Laut einer neuen, in Microbiology Spectrum veröffentlichten Studie kann anhand der nasalen Mikrobiota von Patienten auf der Intensivstation wirksam zwischen Sepsis und nicht-septischen Fällen unterschieden werden und sie ist der Analyse der Darmmikrobiota bei der Vorhersage einer Sepsis überlegen.

„Diese Erkenntnisse haben Auswirkungen auf die Entwicklung diagnostischer Strategien und den Fortschritt bei der Behandlung schwerer Erkrankungen“, sagte der korrespondierende Autor der Studie, Professor Jiaolong He, MD, PhD, vom Microbiome Medical Center, Abteilung für Labormedizin, Zhujiang Hospital, Southern Medical University, Guangzhou, Guangdong, China.

„In der Vergangenheit haben wir uns mehr auf die Darmmikrobiota von Patienten mit Sepsis konzentriert, aber es lohnt sich auch, einen Blick auf die Atemwegsmikrobiota zu werfen.“

Sepsis ist eine schwere Erkrankung mit einer hohen Sterblichkeitsrate von 29,9 % bis 57,5 %. Trotz der Festlegung der dritten internationalen Konsensdefinition für Sepsis und septischen Schock (Sepsis-3) im Jahr 2016 müssen viele Aspekte der Sepsis noch weiter erforscht werden, um die Diagnose zu verbessern.

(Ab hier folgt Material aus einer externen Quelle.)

PR #1840, opened 2026-06-25
chore(deps): update wasmtime to 46.0

jvanz:
## Description

Update wasmtime and related crates to version 46.0.1 to stay current with the latest features and bug fixes. The wasmtime-provider crate was also updated to 2.21.0 for compatibility.

### DIFF
--- a/Cargo.toml
+++ b/Cargo.toml
@@ -11,7 +11,7 @@ clap-documentation = "0.1.0"
 futures = "0.3"
 hex = "0.4"
 itertools = "0.14.0"
-k8s-openapi = { version = "0.27.0", default-features = false, features = [
+k8s-openapi = { version = "0.28.0", default-features = false, features = [
   "v1_33",
 ] }
 kubewarden-policy-sdk = "0.17.0"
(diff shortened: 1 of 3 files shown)


Cargo.toml
```diff
@@ -32,9 +32,9 @@ tokio = { version = "^1", features = ["full"] }
 tracing = "0.1"
 tracing-subscriber = { version = "0.3", features = ["fmt"] }
 url = { version = "2.5", features = ["serde"] }
-wasi-common = "45.0"
+wasi-common = "46.0.1"
```
flavio: I would prefer to stick to `46.0` to be more flexible

Cargo.toml
```diff
@@ -32,9 +32,9 @@ tokio = { version = "^1", features = ["full"] }
...
 # We need to disable the default features here to be able to provide a specific
 # set of features for kwctl on macOS x86_64
 # Workaround for https://github.com/bytecodealliance/wasmtime/issues/12217
-wasmtime      = { version = "45.0", default-features = false }
-wasmtime-wasi = "45.0"
+wasmtime      = { version = "46.0.1", default-features = false }
```
flavio: I would prefer to stick to `46.0` to be more flexible

flavio (changes requested):

PR #1858, opened 2026-07-02
feat(migration script): Perform helm upgrade after install

### LINKED ISSUE #1857: Migration script: After migration, old resources still have resource-policy keep
Performing the migration, with the following values:

The migration was succesful, but all the old resources that got the annotation  `helm.sh/resource-policy: keep` still have them.
This seems to happen because on `helm install --take-ownership`, helm still doesn't own the resources, so it cannot remove the annotations that it doesn't have.

#### Possible solution

Performing a second normal `helm upgrade unified-chart --reuse-values`, after the one with `helm install --take-ownership`  will remove the leftover keep annotations for those resources that are owned by Helm.
It will not remove the annotations from resources not managed by helm anymore of course (recommended policies and default policyserver), but as listed in https://github.com/kubewarden/adm-controller/issues/1853, they do not take effect anyways.

viccuad:
## Description

Fix https://github.com/kubewarden/adm-controller/issues/1857

One of the possible approaches for that issue.

This ensures that `helm.sh/resource-policy: keep` annotations are removed for those resources owned by Helm. This doesn't include the default PolicyServer and the recommended policies, as those aren't owned by Helm (and the annotations don't take effect).

## Test

## Checklist

### DIFF
--- a/charts/admission-controller/kubewarden-unified-adm-controller-chart-migration.sh
+++ b/charts/admission-controller/kubewarden-unified-adm-controller-chart-migration.sh
@@ -43,7 +43,11 @@
 #      are used) preserves the user's prior configuration. The migrated release is vanilla
 #      — it stores no overrides, so future upgrades need no special values.
 #
-#   5. Post-migration verification
+#   5. Upgrade unified chart
+#      Now that Helm owns the release, doing a simple upgrade --keep-values
+#      removes the leftover injected `helm.sh/resource-policy: keep` annotations.
+#
+#   6. Post-migration verification
 #      Confirms CRDs are owned by the new release, the controller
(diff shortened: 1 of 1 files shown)


viccuad:
I'm totally OK not merging this PR: the annotations that this PR removes by doing the additional `helm upgrade` will go away anyways when someone upgrades the charts in the future, and it adds noise to the whole migration.

jvanz (approved):
LGTM. I agree that it's nice to have as clean as possible cluster after the migration. Thus, I'll merge this even if we have all this discussion about change the script overall. I think it does not hurt and if the noise it's too much, we can easily remove the function that do the additional upgrade. ;)

PR #1859, opened 2026-07-02
fix(audit-scanner): delete stale reports by write-set, not label selector

### LINKED ISSUE #1838: Audit scanner job produces different results each run
Each audit-scanner job run produces different number of reports. I randomly get:
 - 1 reps, 3 creps
 - 2 reps, 5 creps
 - 2 reps, 3creps
 - ...

To reproduce:
```bash
# I watch generated reports
kubectl get reps,creps -A

# install and run audit scanner test - test should fail around line 123
make clean install audit-scanner.bats KEEP=1

# I run this command repeatedly to produce audit reports
jobname=auditjob
NAMESPACE=kubewarden
kubectl create job --from=cronjob/audit-scanner "$jobname" --namespace "$NAMESPACE" | grep "$jobname created"; \
kubectl wait --timeout=3m --for=condition="Complete" job "$jobname" --namespace "$NAMESPACE"; \
kubectl delete job "$jobname" --namespace "$NAMESPACE"
```

flavio:
The GC step deleted reports with a DeleteAllOf call using a "run-uid != current" label selector. That selector is evaluated against the API server's watch cache, which can lag behind patches committed in the same scan run. As a result, reports that were just updated with the current run UID could still appear stale to the delete, causing them to be wrongly removed.

This commit changes how the deletion of the stale reports happens.

Each auditResource/auditClusterResource goroutine records the report name in a concurrency-safe set after a successful CreateOrPatch. DeleteOldReports/DeleteOldClusterReports then list managed reports and delete only those whose name is absent from that set, using per-item Delete with UID+ResourceVersion preconditions for optimistic concurrency.

I've tested the fix by running the broken e2e test locally, everything seems to be fine now.

Fixes: https://github.com/kubewarden/adm-controller/issues/1838

### DIFF
--- a/charts/admission-controller/templates/controller/audit-scanner-role.yaml
+++ b/charts/admission-controller/templates/controller/audit-scanner-role.yaml
@@ -33,6 +33,7 @@ rules:
     - clusterpolicyreports
   verbs:
     - create
+    - delete
     - deletecollection
     - get
     - list
@@ -46,6 +47,7 @@ rules:
     - clusterreports
   verbs:
     - create
+    - delete
     - deletecollection
     - get
     - list
--- a/internal/audit-scanner/report/legacy_migration.go
+++ b/internal/audit-scanner/report/legacy_migration.go
@@ -5,8 +5,6 @@ import (
 	"fmt"
 	"log/slog"
 
-	"github.com/google/uuid"
-	corev1 "k8s.io/api/core/v1"
 	"k8s.io/apimachinery/pkg/api/meta"
 	"k8s.io/apimachinery/pkg/labels"
 	"sigs.k8s.io/controller-runtime/pkg/client"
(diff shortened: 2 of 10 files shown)


jvanz (approved):
LGTM. I'm still wondering with there is a way to reduce the amount of API server requests. But I cannot think in nothing now. I'll try tomorrow again. But for now I think we are good and we can iterate over it later if necessary.

flavio:
I've sent some additional commit to this PR, they are mostly optimizations and one bug fix:

- (perf) b5be0fdc5468cc8b4a09e4e9212bc11ddc747600: when listing the reports to delete, fetch only metadata instead of the full object. This reduces the load on the API server and the resource usage on the client
- (fix) f8b6331850804160be912ae27e0568437e4a7586: it turns out the migration code we had in place had a bug. The old namespaced reports were deleted with a single deleteCollection request, providing an `""` namespace. The k8s API doesn't offer an API that allows the deletion of a namespaced-type across all the namespaces, you always have to provide the name of the namespace. I tested that on a real cluster and it's true. The fakeclient tests were passing because the implementation of fake client diverges from the real one
- (perf) 17653aaead18c4219e563f67c3b18a32d436fcce: small one, when all the reports inside of a namespace have to be deleted (because for example there are no policies that apply to the resources inside of that namespace) -> issue a deleteCollection request instead of `N` delete resource requests

flavio:
BTW: the e2e-test is failing because it's not using the audit-scanner from this PR, it uses the one with the `latest` tag. Everything is going to be green once we merge this PR

jvanz (changes requested):
I think we need to make two changes in this PR:

1. Use the resource version in the delete operation: this ensures that the API server will not fetch the wrong version of the resource when performing the delete.
2. I think the scanner can delete all the reports at once converting the set into [selectors](https://pkg.go.dev/k8s.io/apimachinery/pkg/fields#SelectorFromSet) and passing it to the DeleteAllOf call: https://pkg.go.dev/sigs.k8s.io/controller-runtime/pkg/client#DeleteAllOfOption

I did not test the delete options yet. But it seems doable. On top of my head, I think if this is doable, we could remove the audit scanner UID and keep working only with labels and resource version.

viccuad:
LGTM.

What concerns me is the possible increase in memory usage. Maybe it is worth to paginate `deleteReportsNotInSet()`. But I don't see easy gains for memory anywhere else, and the rest seems fine.

>     1. Use the resource version in the delete operation: this ensures that the API server will not fetch the wrong version of the resource when performing the delete.

Does it matter? It is getting deleted anyways because no policy is touching the report. 


>     2. I think the scanner can delete all the reports at once converting the set into [selectors](https://pkg.go.dev/k8s.io/apimachinery/pkg/fields#SelectorFromSet) and passing it to the DeleteAllOf call: https://pkg.go.dev/sigs.k8s.io/controller-runtime/pkg/client#DeleteAllOfOption

I cannot think of a labelSelector or fieldSelector that can pick reports not in the `kept` set. I can only think of a long label `notin` with a very long list of report names (uids) but that's not practical.

jvanz (approved):
I still think we should validate the resourceVersion idea. But this solve our issues for new and we have other fishes to fry. So, I would say that LGTM. We can go back to this later.

viccuad (approved):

Die Entwicklung der Diagnosekriterien von Sepsis-1 zu Sepsis-3 zeigt, dass weitere Forschung erforderlich ist. Darüber hinaus konzentrieren sich die Diagnosekriterien für Sepsis nicht mehr ausschließlich auf die Entzündungsreaktion, sondern berücksichtigen auch infektionsbedingtes Organversagen.

Obwohl in der Sepsisdiagnostik erhebliche Fortschritte erzielt wurden, konnten bisher keine biologischen Marker mit hoher Sensitivität und Spezifität identifiziert werden. Zudem schränken niedrige Kulturpositivitätsraten und wenige kultivierbare Organismen die Diagnose einer klinischen Sepsis ein. Ziel der Forscher war daher die Identifizierung eines neuen, wirksamen und zuverlässigen Biomarkers für Sepsis.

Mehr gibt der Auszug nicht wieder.